技術系の職業では、暗黙知を形式知化することが技術の伝承を円滑にします。理由は、次の通りです。
1.理解と共有の促進
暗黙知とは、職人や技術者が長年の経験で得た知識やスキルで、言葉や文章にしづらいものです。形式知化することで、これらの経験やコツを明文化し、他者が理解しやすくなります。例えば、機械操作の「コツ」や品質管理の判断基準を具体的な手順書やマニュアルに落とし込むと、他の技術者がそれを再現・応用できるようになります。これにより、新人や若手技術者が効率よく技術を習得しやすくなります。
2.技術伝承の標準化
形式知として文書やデータとして記録されると、技術の伝承が標準化されます。これにより、特定の職人のみに依存せず、組織全体で同じ技術や品質を維持できます。また、技術の共有が広がることで、知識の漏れや個人差によるバラつきも抑えることができます。
3.技術の改善と革新を促進
形式知化された技術は、他の技術者や専門家による検討や改善の対象になりやすくなります。形式知として明文化されることで、技術が客観的に分析され、他の視点からの改善提案や新たな工夫が生まれやすくなります。これにより、技術の質や効率が向上しやすくなります。

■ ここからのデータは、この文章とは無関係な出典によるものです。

PR #3599, opened 2026-08-12
fix(async-grpo): eliminate prompt skips across checkpoint save/restore

yfw:
# What does this PR do ?

Makes async-GRPO checkpoint resume lossless: no prompt is skipped and none is duplicated across a save/restore cycle, for both `load_replay_buffer=true` and `false`.

## Problem

On a SWE E2E run, 675 of 736 skipped prompts (~30% of the reached dataset) were traced to two mechanisms:

1. **Non-atomic checkpoint.** The saved dataloader cursor runs ahead of what training consumed: the cursor advances on every yield, the buffer holds only *completed* groups, and in-flight work is serialized nowhere. Each restore lost a ~96-prompt window. The loss is also length-biased — a group completes only when its longest rollout finishes, so the lost in-flight set is exactly the long-rollout prompts.
2. **Gap-fill tail discard.** When a target needed fewer prompts than a dataloader batch holds, `_process_batch` sliced off what it needed and dropped the rest (61 of the 736 skips).

## Fix (one commit each)

1. **Carry over gap-fill tails** (`b1b196a1e`) — `_process_batch` returns the unconsumed remainder; the loop consumes it before the next pull, and it is serialized in `rollouts.pt` so a checkpoint can't strand it.
2. **Frontier-aligned checkpointing** (`4edd6976`) — every yielded prompt is stamped with a monotonic stream ordinal; the collector keeps a small ring of pre-pull dataloader snapshots keyed by ordinal. Checkpoints persist the snapshot at the trained frontier instead of the live cursor, plus frontier metadata. On resume the dataloader re-yields the covered window; rows already trained or retained in the restored buffer are dropped at yield, and the existing gap-fill path regenerates exactly the remainder. Un-stampable batches and legacy (pre-frontier) checkpoints fall back to today's live-cursor behavior.
3. **`checkpointing.load_replay_buffer`** (`a72ebf48`) — set `false` to skip the buffer restore and regenerate the whole buffered window fresh, removing the short-rollout bias of retained groups. With frontier alignment this is just the empty-retained-set case of the same resume path — no second code path, and no prompts are skipped either way. Default remains `true`. Supersedes #3583.
4. **A/B regression test** (`aee3c801`) — drives the legacy and frontier resume paths through the same scenario: legacy loses prompts `[5, 8, 9, 11]`, frontier regenerates all of them with zero duplicates.
5. **Self-review fixes** (`a482c6c5`, `8c1e170d`) — frontier derived from the sampled groups' own ordinals instead of `consumed_samples`; dataloader snapshot and pending batch read in one actor call under the pending lock; native group ordinals captured from the rollout's *input* rows; shared rollout-state builder; fallback warnings, scoped docs, and `rollouts.pt` contract tests.
6. **Conservative checkpoint cut** (`3b32a8b6`) — thanks to @terrykong for the failure scenario: a target refilled from later prompts (tolerated failure, or a resume gap-filling an incomplete restored target) can train past another target's in-flight groups, and a frontier-aligned save would strand them. Checkpoints now cut at `min(lowest in-flight ordinal, trained frontier)` and persist the ordinals already trained above the cut, so a resume regenerates exactly what was lost — no skip, no re-training. Healthy path unchanged (cut == frontier, empty trained list); every step mutation-tested.

## Guarantees and caveats

- This buys **data determinism** (exact prompt coverage and order), not bitwise reproducibility: regenerated trajectories are fresh samples under post-resume weights (in-flight vLLM state is not serializable). Retained groups are reused bitwise.
- With `async_grpo.max_generation_failures > 0`, prompts dropped by a tolerated failure are lost during **normal operation** — that loss happens at failure time, not at resume, and a resume neither recovers them nor (with the ordinal-derived frontier) re-trains or double-counts anything around them. The default (`0`) fails fast and is unaffected.
- Resuming from a pre-upgrade checkpoint disables frontier alignment **permanently for that checkpoint lineage** — the run and every run descended from its checkpoints stay on live-cursor semantics (a warning is logged at resume). Fresh runs are protected from their first checkpoint.

## Validation (E2E kill/resume on a production workload)

Nemotron nano-v3.5 RLVR via NeMo-Gym (SWE/agentic + multilingual chat blend), 512-prompt slice, `shuffle: false`, 32 prompts/step, checkpoint every step. Jobs were `scancel`ed mid-generation and relaunched under the same lineage; the `train_data_step*.jsonl` dumps were then verified against the dataset's expected stream order — every step must train exactly its 32-prompt window, each prompt exactly `num_generations` times.

- **Run A**: 14 steps across 3 job segments with 2 mid-generation kills (6 steps re-executed after kills landed before checkpoint finalization) → **448/448 prompts, no skip, no duplicate**, and every re-executed step trained the identical prompt set. The resume logs show the mechanism working: `Frontier-aligned resume: dataloader rewound to ordinal 64, trained frontier 64, 13 retained prompt groups` → `dropping 13 already-covered prompts (ordinals 64–95), regenerating 19` — those 19 in-flight prompts are exactly what the pre-PR code silently skipped.
- **Run D** (with the conservative cut, `max_generation_failures=3` as in the SWE recipes): 6 steps, 2 kills → **192/192**, zero `Checkpoint cut lowered` warnings and zero worker failures across all segments — confirming the cut is inert on healthy runs.

Baseline for the same workload class before this PR: ~30% of reached prompts skipped across restarts (675/736, from the original findings).

# Usage

```python
```

**Pre checks**:

# Additional Information
* Credit to @pjin-nvidia who identified this issue and provided reference implementation. And @snowmanwwg for running related test showing impact of saving partial replay buffer.


nemo_rl/algorithms/async_utils/trajectory_collector.py
```diff
@@ -360,27 +449,152 @@ def _collection_loop(self):
...
+        rows = batch.get("extra_env_info") if hasattr(batch, "get") else None
+        ordinals = [
+            row.get(NEMO_GYM_TASK_INDEX_KEY) if isinstance(row, dict) else None
+            for row in (rows if isinstance(rows, list) else [])
+        ]
+        if not ordinals or any(ordinal is None for ordinal in ordinals):
+            raise ValueError(
+                "Frontier-aligned resume requires task indices on every row, "
+                "but a re-yielded batch is missing them."
+            )
```
yfw: **1 action item.** PR-introduced; blocks CI.

`uv run --group dev pre-commit run --all-files` fails here with 2 pyrefly errors:

```
ERROR `>` is not supported between `None` and `int`   nemo_rl/algorithms/async_utils/trajectory_collector.py:519
ERROR `>=` is not supported between `None` and `int`  nemo_rl/algorithms/async_utils/trajectory_collector.py:529
```

`ordinals` infers as `list[int | None]`, and the `any(... is None)` raise on the next line doesn't narrow the element type for pyrefly.

### AI-1
Bind the narrowed list to a new name. I verified this exact edit locally: pyrefly goes **2 errors -> 0**, and `pytest tests/unit/algorithms/test_async_utils.py::TestAsyncTrajectoryCollector` stays green (38 passed).

I also dropped the `if hasattr(batch, "get")` guard: `BatchedDataDict` subclasses `collections.UserDict`, so `.get` always exists. (Same dead guard at [`:69`](https://github.com/NVIDIA-NeMo/RL/blob/d436cc7cecb1d629374fd2a2c7e758d1643f9007/nemo_rl/algorithms/async_utils/trajectory_collector.py#L69) and [`:465`](https://github.com/NVIDIA-NeMo/RL/blob/d436cc7cecb1d629374fd2a2c7e758d1643f9007/nemo_rl/algorithms/async_utils/trajectory_collector.py#L465) if you want them too.)

```suggestion
        rows = batch.get("extra_env_info")
        raw_ordinals = [
            row.get(NEMO_GYM_TASK_INDEX_KEY) if isinstance(row, dict) else None
            for row in (rows if isinstance(rows, list) else [])
        ]
        if not raw_ordinals or any(ordinal is None for ordinal in raw_ordinals):
            raise ValueError(
                "Frontier-aligned resume requires task indices on every row, "
                "but a re-yielded batch is missing them."
            )
        ordinals = cast(list[int], raw_ordinals)
```

Note `[int(o) for o in raw_ordinals]` does **not** work — I tried it, and pyrefly rejects `int(None)` for the same non-narrowing reason (1 error). `cast` is already imported in this file.

nemo_rl/algorithms/grpo.py
```diff
@@ -5149,12 +5229,21 @@ def async_grpo_train(
...
-                            trajectory_collector.get_dataloader_state.remote()
+                        # Save the dataloader state aligned with the trained
+                        # frontier (consumed_samples) rather than the live
+                        # cursor, which has already advanced past prompts that
+                        # are still in flight or buffered. A resume re-yields
+                        # the covered window and regenerates whatever the
+                        # restored buffer does not retain, so no prompt is
+                        # skipped. Falls back to the live cursor for runs
+                        # whose ordinals are not frontier-aligned.
+                        dataloader_snapshot = ray.get(
```

**TL;DR — `consumed_samples` is a counter, but `base_ordinal` is a stream position; with `max_generation_failures > 0` (13 shipped configs, including the SWE recipes this PR targets) a resume both re-trains already-trained prompts and permanently skips others.**

PR-introduced. Some context, since this spans three files:

1. Every yielded prompt gets an ordinal equal to its position in the dataloader stream ([`_stamp_task_indices`](https://github.com/NVIDIA-NeMo/RL/blob/d436cc7cecb1d629374fd2a2c7e758d1643f9007/nemo_rl/algorithms/async_utils/trajectory_collector.py#L473)).
2. The checkpoint saves the snapshot at the "trained frontier", and the frontier passed in is `grpo_save_state.consumed_samples` (this line).
3. But `consumed_samples` is a pure counter: [`grpo.py:5153`](https://github.com/NVIDIA-NeMo/RL/blob/d436cc7cecb1d629374fd2a2c7e758d1643f9007/nemo_rl/algorithms/grpo.py#L5153) does `consumed_samples += num_prompts_per_step` once per step.
4. A *tolerated* generation failure discards the prompts dispatched for that target and releases it — [`trajectory_collector.py:1169-1170`](https://github.com/NVIDIA-NeMo/RL/blob/d436cc7cecb1d629374fd2a2c7e758d1643f9007/nemo_rl/algorithms/async_utils/trajectory_collector.py#L1169) calls `_release_target` in `finally`, and those prompts are never re-queued. A later batch refills the target with **higher** ordinals. `_failure_count` resets on success ([`:1127`](https://github.com/NVIDIA-NeMo/RL/blob/d436cc7cecb1d629374fd2a2c7e758d1643f9007/nemo_rl/algorithms/async_utils/trajectory_collector.py#L1127)); the holes in the stream never do.

So after `H` cumulative tolerated failures, the true trained stream position is `consumed_samples + H`, while the saved frontier is `consumed_samples`. On resume:

- Ordinals in `[F, F+H)` were **already trained**, but they pass the `ordinal >= frontier` keep-test at [`_filter_covered_rows:529`](https://github.com/NVIDIA-NeMo/RL/blob/d436cc7cecb1d629374fd2a2c7e758d1643f9007/nemo_rl/algorithms/async_utils/trajectory_collector.py#L529) and aren't retained (`_prepare_for_training_step` dropped their target), so they are **regenerated and trained a second time**.
- Ordinals below `F` that were dropped-not-trained are filtered out as "covered" and **never regenerated**.

Both halves of the guarantee in the PR title fail, in opposite directions.

This isn't an exotic config. `max_generation_failures: 3` is set in 13 shipped configs — `examples/nemo_gym/grpo_qwen3_30ba3b_thinking_swe{1,2}.yaml` (the same SWE workload the 675/736 measurement came from), all 4 under `examples/nemo_gym/nemotron-3-super/`, and all 7 under `examples/nemo_gym/nemotron-3-ultra/`. At the default of `0` the first failure is fatal, so no further checkpoint is written and the run is unaffected.

Damage is bounded: once the lag exceeds the snapshot ring, `best is None` and you fall back to the live cursor.

### AI-1
Don't derive the frontier from a counter. The trained rows already carry their true ordinals in `extra_env_info`, so `max(trained ordinal) + 1` is available at the same point and is failure-hole-proof. That's the same data you already have, and it makes the frontier mean what `base_ordinal` means.

nemo_rl/algorithms/grpo.py
```diff
@@ -5164,6 +5253,13 @@ def async_grpo_train(
                         rollouts_state = ray.get(
                             trajectory_collector.get_rollouts_state.remote()
                         )
+                        if dataloader_snapshot["frontier_aligned"]:
```
yfw, line 5349: **2 action items.** PR-introduced. Applies to the **fallback** path only — on the frontier path the saved state is an immutable ring snapshot and [`:4321`](https://github.com/NVIDIA-NeMo/RL/blob/d436cc7cecb1d629374fd2a2c7e758d1643f9007/nemo_rl/algorithms/grpo.py#L4321) forces `pending_batch: None`, so the tear can't bite there.

**TL;DR — the dataloader cursor and `_pending_batch` are read in two separate actor calls with a full replay-buffer `torch.save` between them, so a fallback checkpoint can persist a cursor older than its pending batch and duplicate every prompt in it.**

The save block reads three things at three different times while the collection thread keeps running (it is *not* paused here — pause/resume close at [`:5010`](https://github.com/NVIDIA-NeMo/RL/blob/d436cc7cecb1d629374fd2a2c7e758d1643f9007/nemo_rl/algorithms/grpo.py#L5010)/[`:5073`](https://github.com/NVIDIA-NeMo/RL/blob/d436cc7cecb1d629374fd2a2c7e758d1643f9007/nemo_rl/algorithms/grpo.py#L5073), before checkpointing):

1. [`:5240`](https://github.com/NVIDIA-NeMo/RL/blob/d436cc7cecb1d629374fd2a2c7e758d1643f9007/nemo_rl/algorithms/grpo.py#L5240) cursor (T1)
2. [`:5249`](https://github.com/NVIDIA-NeMo/RL/blob/d436cc7cecb1d629374fd2a2c7e758d1643f9007/nemo_rl/algorithms/grpo.py#L5249) full buffer `torch.save` — seconds to minutes
3. [`:5253`](https://github.com/NVIDIA-NeMo/RL/blob/d436cc7cecb1d629374fd2a2c7e758d1643f9007/nemo_rl/algorithms/grpo.py#L5253) `_pending_batch` (T2)

If the collector consumes the pending batch and pulls the next one during step 2, the checkpoint pairs a cursor at batch K with a pending suffix of batch K+1. On resume the pending batch is dispatched *and* batch K+1 is re-yielded — every prompt in it is generated and trained twice. Pre-PR the tail was discarded, so this path could skip but never duplicate.

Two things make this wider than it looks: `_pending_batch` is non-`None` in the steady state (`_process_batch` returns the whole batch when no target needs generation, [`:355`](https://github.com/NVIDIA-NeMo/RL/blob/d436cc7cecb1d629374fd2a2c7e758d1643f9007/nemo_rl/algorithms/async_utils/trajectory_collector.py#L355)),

例えば、あるベテランのソースの開発者が「適切な粘度やつや感」を経験的に目視で判断していた場合、それが形式知化されると「特定の温度帯で粘度を確認する方法」や「光の当たり具合でツヤを評価する基準」など、具体的な評価基準として新人にも共有できます。こうした手法を文書化し、誰もが同じ条件でソースの品質を評価できるようにすることで、技術の一貫性と標準化が実現します。
継承することの重要性は成功分野に限りません。失敗の継承はそれ以上に重要かもしれません。
1.同じ失敗の繰り返しを防ぎ、効率的な開発を実現
試作の失敗レビューを継承することで、過去の失敗から学び、同じミスを防ぐことができます。これにより、無駄な試作を減らし、開発プロセスを効率化できます。例えば、特定の材料の相性が悪いことを知っていれば、次の開発でそれを避け、リソースを無駄にしません。
2.失敗の原因分析を通じた技術の深い理解
失敗を詳細にレビューし、それを共有することで、失敗の原因をより深く理解できます。過去の失敗を分析し、次に繋げることで、開発者はより確かな技術的判断が可能となり、製品改良に向けた新たな解決策が生まれます。例えば、ソースの酸味が強すぎた原因を理解すれば、次回の調整が容易です。
3.技術進歩と知識の蓄積を促進
失敗の記録をチーム全体で共有し、技術的な改善や進歩を促すことができます。これにより、組織全体で知識が蓄積され、今後の開発や他のプロジェクトでも活用できます。たとえば、新人でも過去の失敗を参照しながら試作を進めることで、成功の確率が高まり、技術の継承がスムーズに行われます。
例えば、新しいソースの試作で「調味料A」を加えると酸味が強くなりすぎてしまった場合、そのレビューを残すことで、次に試作を行うチームが「調味料Aを少量にする」、「調味料Aを味質の異なる調味料Bに変更する」、「酸味を調整する別の成分Cを加える」といった改善策を考えやすくなります。
センスがR&Dには必要ですが、設計過程の標準化は形式知化することでかなりの部分が可能です。